Newcastle Art School

Welcome to the Newcastle Art School, Hunter St TAFE, BLOG.

This has been created by Matthew Tome, Head Teacher Fine Arts to showcase our courses, exhibitions, facilities, staff and events.

We have been an art school on this site, Hunter St Newcastle NSW, Australia for over 100 years.

The Newcastle Art School specialises in studio based fine arts training for professional artists. It is school of TAFE NSW, Hunter Institute on the Hunter St Campus with fully accredited courses, facilities and staff.

The Newcastle Art School is located in a series of historically significant buildings on Hunter St, Newcastle West, and has been Newcastle’s central art school since the late 19th century. The facilities occupy a significant city site and the architecture is a marriage of 19th century eclecticism and modern functionalism reconstructed after the earthquake in 1988.

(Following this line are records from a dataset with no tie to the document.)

PR #11217, opened 2021-12-22
Skip testing with PyTorch 1.7 and Python 3.9 on Ubuntu

### LINKED ISSUE #11184: `cpu (ubuntu-18.04, 3.9, oldest, stable)` fails with segmentation fault
## 🐛 Bug

Observed that `cpu (ubuntu-18.04, 3.9, oldest, stable)` quite often fails with segmentation fault after the actual tests had passed as the following:

```
=== 2218 passed, 532 skipped, 7 xfailed, 1470 warnings in 634.06s (0:10:34) ====
/home/runner/work/_temp/50029d2b-e6ee-470c-bd34-b5acf8834c42.sh: line 2:  3747 Segmentation fault      (core dumped) coverage run --source pytorch_lightning -m pytest pytorch_lightning tests -v --durations=50 --junitxml=junit/test-results-Linux-py3.9-oldest-stable.xml
```

### To Reproduce

- https://github.com/PyTorchLightning/pytorch-lightning/runs/4587925567?check_suite_focus=true#step:16:2825
- https://github.com/PyTorchLightning/pytorch-lightning/runs/4587519066?check_suite_focus=true#step:16:2825
- https://github.com/PyTorchLightning/pytorch-lightning/runs/4587417079?check_suite_focus=true#step:16:2825
- https://github.com/PyTorchLightning/pytorch-lightning/runs/4559402636?check_suite_focus=true#step:16:2821

### Expected behavior
No segmentation fault :green_apple: 

### Environment

- PyTorch Lightning Version (e.g., 1.5.0):
- PyTorch Version (e.g., 1.10):
- Python version (e.g., 3.9):
- OS (e.g., Linux):
- CUDA/cuDNN version:

### Additional context

akihironitta:
## What does this PR do?
Fixes #11184.

Skips testing with PyTorch 1.7 and Python 3.9 on Ubuntu due to a known issue with the setting: https://github.com/PyTorchLightning/pytorch-lightning/pull/11217#issuecomment-1006806605

## Before submitting

## PR review

## Did you have fun?


akihironitta:
wip

carmocca:
Looks like it's not the coverage as it still segfaulted.

Reading online, this could be useful

https://docs.python.org/3/library/faulthandler.html

```python
python -X faulthandler -m pytest tests ...
```

carmocca:
Hey! Snooped around the commits to check the progress.

Looks like `faulthandler` wasn't useful right?

gdb is also a good shot, checking the logs, I can see a really promising suspect

```python
2021-12-28T09:31:15.7410651Z #3  horovod::common::TimelineWriter::WriterLoop (this=0x7fffce5bf3c0 <horovod::common::(anonymous namespace)::horovod_global+32>) at /tmp/pip-install-kby_a7sr/horovod_d3effaaf9d4c4fc5afb4c4709d3b8444/horovod/common/timeline.cc:323
2021-12-28T09:31:15.7413575Z #4  0x00007fffe6edd68f in execute_native_thread_routine () from /opt/hostedtoolcache/Python/3.9.9/x64/lib/python3.9/site-packages/torch/lib/libc10.so
2021-12-28T09:31:15.7414965Z #5  0x00007ffff71f76db in start_thread (arg=0x7fff71ffd700) at pthread_create.c:463
2021-12-28T09:31:15.7415945Z #6  0x00007ffff753071f in clone () at ../sysdeps/unix/sysv/linux/x86_64/clone.S:95
2021-12-28T09:31:15.7416476Z 
2021-12-28T09:31:16.7765898Z Thread 1076 (Thread 0x7fff72ffe700 (LWP 5570) "python"):
2021-12-28T09:31:16.7767171Z #0  0x00007ffff7530a47 in epoll_wait (epfd=16, events=0x7fff72ffdba0, maxevents=64, timeout=10) at ../sysdeps/unix/sysv/linux/epoll_wait.c:30
2021-12-28T09:31:16.7770120Z #1  0x00007fffdaf1bbd5 in gloo::transport::tcp::Loop::run() () from /opt/hostedtoolcache/Python/3.9.9/x64/lib/python3.9/site-packages/torch/lib/libtorch_cpu.so
2021-12-28T09:31:16.7772120Z #2  0x00007fffe731f6df in execute_native_thread_routine () from /opt/hostedtoolcache/Python/3.9.9/x64/lib/python3.9/site-packages/torch/lib/libtorch.so
2021-12-28T09:31:16.7773645Z #3  0x00007ffff71f76db in start_thread (arg=0x7fff72ffe700) at pthread_create.c:463
2021-12-28T09:31:16.7774607Z #4  0x00007ffff753071f in clone () at ../sysdeps/unix/sysv/linux/x86_64/clone.S:95
2021-12-28T09:31:16.7775142Z 
2021-12-28T09:31:16.7775731Z Thread 1075 (Thread 0x7fff81ffd700 (LWP 5569) "python"):
2021-12-28T09:31:16.7777088Z #0  0x00007ffff74f37a0 in __GI___nanosleep (requested_time=requested_time@entry=0x7fff81ffcbc0, remaining=remaining@entry=0x7fff81ffcbc0) at ../sysdeps/unix/sysv/linux/nanosleep.c:28
2021-12-28T09:31:16.7778775Z #1  0x00007fffce31254d in std::this_thread::sleep_for<long, std::ratio<1l, 1000000000l> > (__rtime=<synthetic pointer>...) at /usr/include/c++/7/thread:373
2021-12-28T09:31:16.7781088Z #2  horovod::common::(anonymous namespace)::RunLoopOnce (state=...) at /tmp/pip-install-kby_a7sr/horovod_d3effaaf9d4c4fc5afb4c4709d3b8444/horovod/common/operations.cc:597
2021-12-28T09:31:16.7784258Z #3  horovod::common::(anonymous namespace)::BackgroundThreadLoop (state=...) at /tmp/pip-install-kby_a7sr/horovod_d3effaaf9d4c4fc5afb4c4709d3b8444/horovod/common/operations.cc:546
```

Horovod!

So let's try skipping all horovod tests and see if it hangs.

akihironitta:
Thank you for having a look, Carlos!

> Looks like faulthandler wasn't useful right?

It seemed so as observed in 73f78f0. pytest actually runs the handler by default since v5.0 (https://docs.pytest.org/en/latest/how-to/failures.html#fault-handler), so there's basically no need to add `python -X faulthandler ...`, but even the option is added, it didn't provide any information for unknown reasons... 

---

Just for the record, things I tried are:
- At 3494f10, tried not installing horovod and skipping all horovod tests in favour of [Carlos's comment](https://github.com/PyTorchLightning/pytorch-lightning/pull/11217#issuecomment-1006212305), but it didn't resolve the issue.
- At 7ca993c, tried updating all testing packages (e.g. pytest) to the latest ones in the hope of resolving it somehow, but it didn't resolve the issue.

---

I'll now have a closer look at the gdb output again... When I've got no ideas for further possible investigation/solutions, I'll ask for some possible ideas to try here.

.github/workflows/ci_test-full.yml
```diff
@@ -108,58 +115,77 @@ jobs:
...
-      run: |
-        HOROVOD_BUILT=$(python -c "import horovod.torch; horovod.torch.nccl_built(); print('SUCCESS')" || true)
-        if [[ $HOROVOD_BUILT != "SUCCESS" ]]; then
-          pip uninstall -y horovod
-          echo $(grep "horovod" requirements/extra.txt) > requirements/horovod.txt
-          pip install --no-cache-dir -r requirements/horovod.txt
-        fi
-        horovodrun --check-build
-      shell: bash
+    # - name: Reinstall Horovod if necessary
```
carmocca, line 118: This is not a good way to disable horovod, because it's already available in the docker image used by the job.

For this to work, you'd need to explicitly uninstall, not to stop installing.

I'd try hard-coding `_HOROVOD_AVAILABLE = False` so the tests get all skipped.

akihironitta: https://github.com/PyTorchLightning/pytorch-lightning/blob/cdc1bb1a6874ce0106766f8a862715b8b6b90564/.github/workflows/ci_test-full.yml#L64

Is it really? I thought excluding horovod installation above should skip all tests needing horovod as the docker image used by this job is normal ubuntu.

I'll try hard-coding it and uninstall it as you suggest anyway now :]

carmocca: NVM you are entirely right :)

.github/workflows/ci_test-full.yml
```diff
@@ -106,60 +113,81 @@ jobs:
...
-      if: always()
-      # see: https://github.com/actions/toolkit/issues/399
-      continue-on-error: true
-      with:
-        token: ${{ secrets.CODECOV_TOKEN }}
-        file: coverage.xml
-        flags: cpu,pytest,python${{ matrix.python-version }}
-        name: CPU-coverage
-        fail_ci_if_error: false
+        python -m pytest tests/accelerators -v
```
carmocca, line 148: Interesting, so just accelerators still segfaults.

What if you disable accelerators and just test callbacks? (for example)

.github/workflows/ci_test-full.yml
```diff
@@ -106,60 +113,82 @@ jobs:
...
-      continue-on-error: true
-      with:
-        token: ${{ secrets.CODECOV_TOKEN }}
-        file: coverage.xml
-        flags: cpu,pytest,python${{ matrix.python-version }}
-        name: CPU-coverage
-        fail_ci_if_error: false
+        python -m pytest tests/foo -v
+        python -m pytest tests/callbacks -v
+        python -m pytest tests/accelerators -v
```
carmocca, line 150:
```suggestion
        # python -m pytest tests/callbacks -v
        # python -m pytest tests/accelerators -v
```

.github/workflows/ci_test-full.yml
```diff
@@ -76,90 +80,57 @@ jobs:
...
-        fail_ci_if_error: false
+        cp pl_examples/bug_report/bug_report_model.py .
+        python -m pytest bug_report_model.py
+
+        # we know this fails
+        python -m pytest tests/callbacks/test_callback_hook_outputs.py::test_free_memory_on_eval_outputs -v
+
+    - name: Setup tmate session
+      if: ${{ failure() }}
+      uses: mxschmitt/action-tmate@v3
```
carmocca, line 107: With this, we can ssh and try things inside the image. I am able to reproduce the segfault running this command consistently.

.github/workflows/ci_test-full.yml
```diff
@@ -76,90 +80,57 @@ jobs:
...
-        token: ${{ secrets.CODECOV_TOKEN }}
-        file: coverage.xml
-        flags: cpu,pytest,python${{ matrix.python-version }}
-        name: CPU-coverage
-        fail_ci_if_error: false
+        cp pl_examples/bug_report/bug_report_model.py .
+        python -m pytest bug_report_model.py
+
+        # we know this fails
+        python -m pytest tests/callbacks/test_callback_hook_outputs.py::test_free_memory_on_eval_outputs -v
```
carmocca, line 103: I tired removing the callback, logger, modelcheckpoint and progress bar from this test and still segfaults. We need to start skipping things from training and narrow down what's the cause.

.github/workflows/ci_test-full.yml
```diff
@@ -50,12 +48,18 @@ jobs:
...
 
     - name: Setup Windows
       if: runner.os == 'windows'
       run: |
         python .github/prune-packages.py requirements/extra.txt "horovod"
 
+    - name: Setup Ubuntu
+      if: runner.os == 'Linux'
+      run: |
+        sudo apt install gdb
```
carmocca, line 61: A smaller gdb stacktrace:

```python
$ gdb --return-child-result --batch -q -ex r -ex "thread apply all bt" --args "$(readlink -f $(which python))" -m pytest tests/callbacks/test_callback_hook_outputs.py::test_free_memory_on_eval_outputs
```
```python
Using host libthread_db library "/lib/x86_64-linux-gnu/libthread_db.so.1".
[New Thread 0x7fffe1405700 (LWP 4790)]
==================================================================== test session starts =====================================================================
platform linux -- Python 3.9.9, pytest-6.2.5, py-1.11.0, pluggy-1.0.0
rootdir: /home/runner/work/pytorch-lightning/pytorch-lightning, configfile: setup.cfg
plugins: rerunfailures-10.2
collected 1 item                                                                                                                                             

tests/callbacks/test_callback_hook_outputs.py [New Thread 0x7fffdc2a6700 (LWP 4791)]
.                                                                                                        [100%]

=============================================================== 1 passed, 8 warnings in 0.06s ================================================================

Thread 3 "python3.9" received signal SIGSEGV, Segmentation fault.
[Switching to Thread 0x7fffdc2a6700 (LWP 4791)]
0x00007ffff7e42323 in PyThreadState_Clear (tstate=0x7fffd4000b60) at Python/pystate.c:785
785     Python/pystate.c: No such file or directory.

Thread 3 (Thread 0x7fffdc2a6700 (LWP 4791) "python3.9"):
#0  0x00007ffff7e42323 in PyThreadState_Clear (tstate=0x7fffd4000b60) at Python/pystate.c:785
#1  0x00007ffff4fa022c in pybind11::gil_scoped_acquire::dec_ref() () from /opt/hostedtoolcache/Python/3.9.9/x64/lib/python3.9/site-packages/torch/lib/libtorch_python.so
#2  0x00007ffff4fa0269 in pybind11::gil_scoped_acquire::~gil_scoped_acquire() () from /opt/hostedtoolcache/Python/3.9.9/x64/lib/python3.9/site-packages/torch/lib/libtorch_python.so
#3  0x00007ffff52b7049 in torch::autograd::python::PythonEngine::thread_init(int, std::shared_ptr<torch::autograd::ReadyQueue> const&, bool) () from /opt/hostedtoolcache/Python/3.9.9/x64/lib/python3.9/site-packages/torch/lib/libtorch_python.so
#4  0x00007ffff49016df in execute_native_thread_routine () from /opt/hostedtoolcache/Python/3.9.9/x64/lib/python3.9/site-packages/torch/lib/libtorch.so
#5  0x00007ffff79de609 in start_thread (arg=<optimized out>) at pthread_create.c:477
#6  0x00007ffff7b1a293 in clone () at ../sysdeps/unix/sysv/linux/x86_64/clone.S:95

Thread 2 (Thread 0x7fffe1405700 (LWP 4790) "python3.9"):
#0  futex_wait_cancelable (private=<optimized out>, expected=0, futex_word=0x7fffe388f6e0 <thread_status+96>) at ../sysdeps/nptl/futex-internal.h:183
#1  __pthread_cond_wait_common (abstime=0x0, clockid=0, mutex=0x7fffe388f690 <thread_status+16>, cond=0x7fffe388f6b8 <thread_status+56>) at pthread_cond_wait.c:508
#2  __pthread_cond_wait (cond=0x7fffe388f6b8 <thread_status+56>, mutex=0x7fffe388f690 <thread_status+16>) at pthread_cond_wait.c:638
#3  0x00007fffe1e175ab in blas_thread_server () from /opt/hostedtoolcache/Python/3.9.9/x64/lib/python3.9/site-packages/numpy/core/../../numpy.libs/libopenblas64_p-r0-2f7c42d4.3.18.so
#4  0x00007ffff79de609 in start_thread (arg=<optimized out>) at pthread_create.c:477
#5  0x00007ffff7b1a293 in clone () at ../sysdeps/unix/sysv/linux/x86_64/clone.S:95

Thread 1 (Thread 0x7ffff7876740 (LWP 4785) "python3.9"):
#0  0x00007ffff7a91d55 in _int_free (av=0x7ffff7be3b80 <main_arena>, p=<optimized out>, have_lock=<optimized out>) at malloc.c:4419
#1  0x00007fffe4c22a01 in c10::impl::AnnotatedKernel::~AnnotatedKernel() () from /opt/hostedtoolcache/Python/3.9.9/x64/lib/python3.9/site-packages/torch/lib/libtorch_cpu.so
#2  0x00007fffe4c28f9f in c10::impl::OperatorEntry::deregisterKernel_(c10::Dispatcher const&, c10::optional<c10::DispatchKey>, std::_List_iterator<c10::impl::AnnotatedKernel>) () from /opt/hostedtoolcache/Python/3.9.9/x64/lib/python3.9/site-packages/torch/lib/libtorch_cpu.so
#3  0x00007fffe4c1f16b in c10::Dispatcher::deregisterImpl_(c10::OperatorHandle const&, c10::OperatorName const&, c10::optional<c10::DispatchKey>, std::_List_iterator<c10::impl::AnnotatedKernel>) () from /opt/hostedtoolcache/Python/3.9.9/x64/lib/python3.9/site-packages/torch/lib/libtorch_cpu.so
#4  0x00007fffe4c1f4fd in std::_Function_handler<void (), c10::Dispatcher::registerImpl(c10::OperatorName, c10::optional<c10::DispatchKey>, c10::KernelFunction, c10::optional<c10::impl::CppSignature>, std::unique_ptr<c10::FunctionSchema, std::default_delete<c10::FunctionSchema> >, std::string)::{lambda()#1}>::_M_invoke(std::_Any_data const&) () from /opt/hostedtoolcache/Python/3.9.9/x64/lib/python3.9/site-packages/torch/lib/libtorch_cpu.so
#5  0x00007fffe4b58825 in torch::detail::TorchLibraryInit::~TorchLibraryInit() () from /opt/hostedtoolcache/Python/3.9.9/x64/lib/python3.9/site-packages/torch/lib/libtorch_cpu.so
#6  0x00007ffff7a41a27 in __run_exit_handlers (status=0, listp=0x7ffff7be3718 <__exit_funcs>, run_list_atexit=run_list_atexit@entry=true, run_dtors=run_dtors@entry=true) at exit.c:108
#7  0x00007ffff7a41be0 in __GI_exit (status=<optimized out>) at exit.c:139
#8  0x00007ffff7a1f0ba in __libc_start_main (main=0x555555555060 <main>, argc=4, argv=0x7fffffffcc08, init=<optimized out>, fini=<optimized out>, rtld_fini=<optimized out>, stack_end=0x7fffffffcbf8) at ../csu/libc-start.c:342
#9  0x000055555555509e in _start ()
```

.github/workflows/ci_test-full.yml
carmocca: It's backward

carmocca:
Okay, it's not our problem


```python

$ python -m pytest kk.py 
==================================================================== test session starts =====================================================================
platform linux -- Python 3.9.9, pytest-6.2.5, py-1.11.0, pluggy-1.0.0
rootdir: /home/runner/work/pytorch-lightning/pytorch-lightning, configfile: setup.cfg
plugins: rerunfailures-10.2
collected 1 item                                                                                                                                             

kk.py .                                                                                                                                                [100%]

=============================================================== 1 passed, 8 warnings in 0.01s ================================================================
Segmentation fault (core dumped)
runner@fv-az199-142:~/work/pytorch-lightning/pytorch-lightning$ cat kk.py 
import torch


def test_segfault():
    # does not segfault always
    # with <32, it does not segfault???
    model = torch.nn.Linear(32, 1)
    batch = torch.randn(1, 32)
    x = model(batch)
    loss = x.sum()
    loss.backward()
```

Works without `pytest` though.

Let's reproduce it in a clean docker image and bring this to upstream torch

carmocca:
So the problem [was reported already](https://github.com/pytest-dev/pytest/issues/8841#issuecomment-874155081) but the fix only made it to 1.8, we'll need to exclude this job parametrization

.github/workflows/ci_test-full.yml
akihironitta: That's something I've been trying to find!!! (circle ci has the feature built-in, but couldn't find one for GitHub Actions...)

akihironitta:
@carmocca Thank you very much for taking your time and investigating this! :tada: 

> So the problem [was reported already](https://github.com/pytest-dev/pytest/issues/8841#issuecomment-874155081) but the fix only made it to 1.8, we'll need to exclude this job parametrization

I had a look at the GitHub issue before and had it in my mind, but gdb didn't provide such info (i.e. `pybind11::gil_scoped_acquire...`). I'm curious, for future debugging, about how you've got to see the above core dump. I'm assuming you've done via ssh to the session, correct?

akihironitta:
Just for the record, this issue seems to have been resolved in [#50998](https://github.com/pytorch/pytorch/pull/50998) which is included in v1.8.0 as seen in their release note: https://github.com/pytorch/pytorch/releases/tag/v1.8.0

kaushikb11 (approved):

rohitgr7 (approved):

carmocca (approved):

.github/workflows/ci_test-full.yml
```diff
@@ -21,6 +21,9 @@ jobs:
         python-version: ["3.7", "3.9"]  # minimum, maximum
         requires: ["oldest", "latest"]
         release: ["stable"]
+        exclude:
+          # Skip if torch<1.8 and py3.9 on Linux: https://github.com/pytorch/pytorch/issues/50014
+          - {os: ubuntu-18.04, python-version: "3.9", requires: "oldest", release: "stable"}
```
Borda, line 26: btw, I would not run any oldest for py3.9
```yaml
- {python-version: "3.9", requires: "oldest"}
```

akihironitta: @Borda Could I ask why you wouldn't? This problem shouldn't apply to other oldest settings.

Borda: use `release: "stable"` is redundant since we do not have other release values then stable now
and in general, if someone is using almost the latest python I don't think he would assist on the oldest packages...

akihironitta: > use `release: "stable"` is redundant since we do not have other release values then stable now

:+1: 

> in general, if someone is using almost the latest python I don't think he would assist on the oldest packages...

I see your point. I've just created an issue #11367 to gain some visibility on this.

Our courses are studio focused and involve significant face-to-face teaching with student teacher ratios of around 15-1. All courses are TAFE curriculum accredited nationally. The facilities are well equipped with the latest technology as well as the traditional tools and equipment of the artist.

Students are offered a range of studio electives including Painting, Sculpture, Photography and Printmaking alongside core studies in Drawing, Art History and Theory, Professional Practice and Digital Imaging. Staff of the Newcastle Art School are highly qualified and professionally recognised artists with strong reputations as artists and teachers.